(DATASET):
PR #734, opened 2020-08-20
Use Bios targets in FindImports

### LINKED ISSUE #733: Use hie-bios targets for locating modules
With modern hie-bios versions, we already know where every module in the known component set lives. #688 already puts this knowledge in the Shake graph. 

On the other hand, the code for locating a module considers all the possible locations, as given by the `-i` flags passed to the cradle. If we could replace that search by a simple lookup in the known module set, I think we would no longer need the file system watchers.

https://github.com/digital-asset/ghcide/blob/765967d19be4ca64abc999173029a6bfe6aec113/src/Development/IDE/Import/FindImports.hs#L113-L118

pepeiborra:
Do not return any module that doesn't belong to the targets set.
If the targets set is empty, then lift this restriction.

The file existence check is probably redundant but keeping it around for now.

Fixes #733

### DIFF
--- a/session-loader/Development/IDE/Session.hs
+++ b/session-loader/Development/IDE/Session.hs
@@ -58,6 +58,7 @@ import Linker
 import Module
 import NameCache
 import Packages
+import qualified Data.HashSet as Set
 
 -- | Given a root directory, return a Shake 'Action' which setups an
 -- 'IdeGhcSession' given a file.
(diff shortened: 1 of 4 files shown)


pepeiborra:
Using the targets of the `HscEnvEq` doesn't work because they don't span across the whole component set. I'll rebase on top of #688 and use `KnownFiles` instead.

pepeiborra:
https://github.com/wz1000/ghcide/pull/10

---

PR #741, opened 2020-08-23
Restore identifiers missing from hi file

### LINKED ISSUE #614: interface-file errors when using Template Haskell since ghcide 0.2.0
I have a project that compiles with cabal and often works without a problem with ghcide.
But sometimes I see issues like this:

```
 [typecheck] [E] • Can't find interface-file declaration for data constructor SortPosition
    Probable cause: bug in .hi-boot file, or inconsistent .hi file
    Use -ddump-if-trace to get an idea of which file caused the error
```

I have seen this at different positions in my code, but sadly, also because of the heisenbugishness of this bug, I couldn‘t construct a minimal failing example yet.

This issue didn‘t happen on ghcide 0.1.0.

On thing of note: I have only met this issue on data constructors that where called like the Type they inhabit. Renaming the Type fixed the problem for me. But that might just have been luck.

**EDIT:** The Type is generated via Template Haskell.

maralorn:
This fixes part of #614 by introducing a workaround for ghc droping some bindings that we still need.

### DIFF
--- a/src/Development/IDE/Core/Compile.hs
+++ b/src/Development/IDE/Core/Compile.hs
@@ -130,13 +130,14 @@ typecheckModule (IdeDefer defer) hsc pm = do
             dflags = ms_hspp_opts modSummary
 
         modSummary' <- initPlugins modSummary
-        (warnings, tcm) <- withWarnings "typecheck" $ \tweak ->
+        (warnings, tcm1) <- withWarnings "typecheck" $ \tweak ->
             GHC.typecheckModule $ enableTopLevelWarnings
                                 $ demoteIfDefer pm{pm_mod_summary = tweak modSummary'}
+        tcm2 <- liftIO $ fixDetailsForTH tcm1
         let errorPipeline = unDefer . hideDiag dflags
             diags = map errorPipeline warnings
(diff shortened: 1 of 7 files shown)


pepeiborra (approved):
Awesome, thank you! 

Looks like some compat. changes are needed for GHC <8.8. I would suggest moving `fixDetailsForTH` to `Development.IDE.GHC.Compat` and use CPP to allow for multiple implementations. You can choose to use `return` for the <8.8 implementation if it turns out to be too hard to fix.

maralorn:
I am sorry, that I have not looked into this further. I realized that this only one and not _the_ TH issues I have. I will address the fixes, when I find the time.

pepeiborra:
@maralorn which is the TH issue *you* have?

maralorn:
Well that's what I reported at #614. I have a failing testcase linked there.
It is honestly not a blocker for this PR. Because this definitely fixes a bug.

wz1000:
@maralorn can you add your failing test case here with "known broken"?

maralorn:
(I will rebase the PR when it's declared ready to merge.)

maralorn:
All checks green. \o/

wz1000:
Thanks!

...

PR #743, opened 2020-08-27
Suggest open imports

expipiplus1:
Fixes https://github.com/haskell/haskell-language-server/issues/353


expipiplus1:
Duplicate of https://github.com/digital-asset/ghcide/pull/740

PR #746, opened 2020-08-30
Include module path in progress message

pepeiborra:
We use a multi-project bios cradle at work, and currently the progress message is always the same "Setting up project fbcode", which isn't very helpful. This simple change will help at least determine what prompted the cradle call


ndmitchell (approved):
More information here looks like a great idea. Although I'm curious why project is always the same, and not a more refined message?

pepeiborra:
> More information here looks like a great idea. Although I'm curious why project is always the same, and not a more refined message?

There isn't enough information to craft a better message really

(PROBLEM TO WORK ON): Extract every line above containing the word "where".

(SOLUTION TO THE PROBLEM):
With modern hie-bios versions, we already know where every module in the known component set lives. #688 already puts this knowledge in the Shake graph. 
On thing of note: I have only met this issue on data constructors that where called like the Type they inhabit. Renaming the Type fixed the problem for me. But that might just have been luck.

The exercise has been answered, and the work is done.